**Task prompt:** The result should be every line in the data below that carries the string "after".

******************************

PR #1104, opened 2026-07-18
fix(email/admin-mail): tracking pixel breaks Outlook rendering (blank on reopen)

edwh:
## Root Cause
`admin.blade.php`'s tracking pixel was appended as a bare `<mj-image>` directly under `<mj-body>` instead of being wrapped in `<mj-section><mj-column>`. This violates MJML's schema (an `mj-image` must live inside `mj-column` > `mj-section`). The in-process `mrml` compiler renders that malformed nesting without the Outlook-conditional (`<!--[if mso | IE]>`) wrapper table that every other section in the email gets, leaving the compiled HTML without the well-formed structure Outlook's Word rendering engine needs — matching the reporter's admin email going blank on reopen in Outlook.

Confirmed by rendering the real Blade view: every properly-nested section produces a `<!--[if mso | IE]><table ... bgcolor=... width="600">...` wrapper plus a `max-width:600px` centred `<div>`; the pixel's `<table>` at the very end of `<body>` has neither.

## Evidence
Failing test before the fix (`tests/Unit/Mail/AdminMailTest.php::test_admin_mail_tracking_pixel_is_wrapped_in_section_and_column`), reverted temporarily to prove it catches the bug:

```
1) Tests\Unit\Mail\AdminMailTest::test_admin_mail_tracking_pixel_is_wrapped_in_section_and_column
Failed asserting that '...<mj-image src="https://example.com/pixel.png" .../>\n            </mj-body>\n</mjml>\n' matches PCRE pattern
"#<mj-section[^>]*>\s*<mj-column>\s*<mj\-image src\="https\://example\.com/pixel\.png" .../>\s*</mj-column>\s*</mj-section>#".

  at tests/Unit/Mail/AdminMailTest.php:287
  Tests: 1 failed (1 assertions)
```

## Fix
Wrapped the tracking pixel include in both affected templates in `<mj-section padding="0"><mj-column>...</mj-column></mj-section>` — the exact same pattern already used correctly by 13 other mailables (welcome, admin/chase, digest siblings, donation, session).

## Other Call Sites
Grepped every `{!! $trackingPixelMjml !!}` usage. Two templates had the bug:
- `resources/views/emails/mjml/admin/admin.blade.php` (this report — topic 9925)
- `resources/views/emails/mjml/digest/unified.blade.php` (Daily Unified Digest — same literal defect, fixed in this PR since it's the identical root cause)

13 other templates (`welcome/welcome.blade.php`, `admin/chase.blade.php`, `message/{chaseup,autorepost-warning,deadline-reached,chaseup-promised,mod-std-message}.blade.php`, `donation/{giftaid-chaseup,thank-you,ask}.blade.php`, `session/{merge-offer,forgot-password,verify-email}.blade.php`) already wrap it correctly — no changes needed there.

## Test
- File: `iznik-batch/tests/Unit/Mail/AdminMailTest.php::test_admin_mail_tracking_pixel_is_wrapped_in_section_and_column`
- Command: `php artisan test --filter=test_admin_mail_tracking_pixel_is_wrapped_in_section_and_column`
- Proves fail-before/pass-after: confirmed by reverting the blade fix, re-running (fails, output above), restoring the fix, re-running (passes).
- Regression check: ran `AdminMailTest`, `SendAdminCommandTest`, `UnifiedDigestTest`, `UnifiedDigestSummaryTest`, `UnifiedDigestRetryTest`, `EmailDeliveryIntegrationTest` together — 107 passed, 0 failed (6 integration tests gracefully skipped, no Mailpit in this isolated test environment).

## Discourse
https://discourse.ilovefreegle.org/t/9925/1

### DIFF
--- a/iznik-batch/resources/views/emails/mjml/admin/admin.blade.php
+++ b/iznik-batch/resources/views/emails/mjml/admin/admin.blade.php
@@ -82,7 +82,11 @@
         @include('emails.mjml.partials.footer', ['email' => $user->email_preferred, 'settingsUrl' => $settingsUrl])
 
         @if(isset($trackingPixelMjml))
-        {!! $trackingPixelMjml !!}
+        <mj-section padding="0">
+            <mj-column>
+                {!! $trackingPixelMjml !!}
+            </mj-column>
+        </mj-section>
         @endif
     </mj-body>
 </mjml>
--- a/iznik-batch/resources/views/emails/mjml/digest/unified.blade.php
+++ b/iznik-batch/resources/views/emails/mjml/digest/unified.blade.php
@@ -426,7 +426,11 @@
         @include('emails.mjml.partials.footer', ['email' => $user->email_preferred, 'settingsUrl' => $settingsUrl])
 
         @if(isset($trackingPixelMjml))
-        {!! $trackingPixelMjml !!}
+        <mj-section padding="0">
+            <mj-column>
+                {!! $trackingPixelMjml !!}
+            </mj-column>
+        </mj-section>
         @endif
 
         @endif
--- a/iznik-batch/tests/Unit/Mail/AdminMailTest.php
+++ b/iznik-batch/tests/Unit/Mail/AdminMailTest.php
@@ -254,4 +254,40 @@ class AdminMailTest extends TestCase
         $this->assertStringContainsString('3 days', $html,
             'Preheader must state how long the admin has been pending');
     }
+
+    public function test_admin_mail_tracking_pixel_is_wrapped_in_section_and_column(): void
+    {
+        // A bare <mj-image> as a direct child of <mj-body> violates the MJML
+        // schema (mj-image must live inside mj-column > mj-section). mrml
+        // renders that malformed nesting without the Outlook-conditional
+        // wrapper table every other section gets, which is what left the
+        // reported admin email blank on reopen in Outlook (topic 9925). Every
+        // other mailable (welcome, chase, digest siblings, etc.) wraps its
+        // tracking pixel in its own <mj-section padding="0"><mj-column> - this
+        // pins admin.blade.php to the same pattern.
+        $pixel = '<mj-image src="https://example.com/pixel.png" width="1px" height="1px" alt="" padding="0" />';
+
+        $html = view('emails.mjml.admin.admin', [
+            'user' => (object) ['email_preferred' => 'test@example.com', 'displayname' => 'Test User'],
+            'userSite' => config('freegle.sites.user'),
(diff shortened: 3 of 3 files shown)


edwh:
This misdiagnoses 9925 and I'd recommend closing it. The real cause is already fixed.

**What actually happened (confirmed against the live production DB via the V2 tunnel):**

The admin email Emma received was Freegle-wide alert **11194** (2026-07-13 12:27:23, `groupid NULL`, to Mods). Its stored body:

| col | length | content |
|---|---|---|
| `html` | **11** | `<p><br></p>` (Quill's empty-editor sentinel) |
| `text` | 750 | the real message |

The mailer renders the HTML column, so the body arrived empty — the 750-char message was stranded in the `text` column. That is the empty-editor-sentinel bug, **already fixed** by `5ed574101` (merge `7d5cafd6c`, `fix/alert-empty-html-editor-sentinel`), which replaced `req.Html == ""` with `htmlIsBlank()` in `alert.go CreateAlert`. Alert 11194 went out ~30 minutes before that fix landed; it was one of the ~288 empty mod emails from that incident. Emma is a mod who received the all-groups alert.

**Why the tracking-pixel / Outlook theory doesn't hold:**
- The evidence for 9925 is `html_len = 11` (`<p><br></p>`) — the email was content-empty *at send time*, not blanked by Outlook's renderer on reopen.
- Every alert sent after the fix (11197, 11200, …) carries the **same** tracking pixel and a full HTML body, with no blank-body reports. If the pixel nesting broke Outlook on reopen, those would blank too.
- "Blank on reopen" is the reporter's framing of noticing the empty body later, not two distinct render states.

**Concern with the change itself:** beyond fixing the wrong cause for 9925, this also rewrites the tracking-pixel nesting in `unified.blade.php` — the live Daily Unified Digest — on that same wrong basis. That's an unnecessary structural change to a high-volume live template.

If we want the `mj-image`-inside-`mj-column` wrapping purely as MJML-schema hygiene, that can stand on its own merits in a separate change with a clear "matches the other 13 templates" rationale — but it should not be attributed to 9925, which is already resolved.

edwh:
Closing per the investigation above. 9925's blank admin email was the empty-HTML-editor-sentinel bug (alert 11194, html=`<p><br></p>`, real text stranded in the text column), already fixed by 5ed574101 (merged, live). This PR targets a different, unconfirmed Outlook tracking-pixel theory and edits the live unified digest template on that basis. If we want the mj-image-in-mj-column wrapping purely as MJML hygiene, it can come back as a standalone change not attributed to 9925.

******************************

**Task solution:**
- Proves fail-before/pass-after: confirmed by reverting the blade fix, re-running (fails, output above), restoring the fix, re-running (passes).
- Every alert sent after the fix (11197, 11200, …) carries the **same** tracking pixel and a full HTML body, with no blank-body reports. If the pixel nesting broke Outlook on reopen, those would blank too.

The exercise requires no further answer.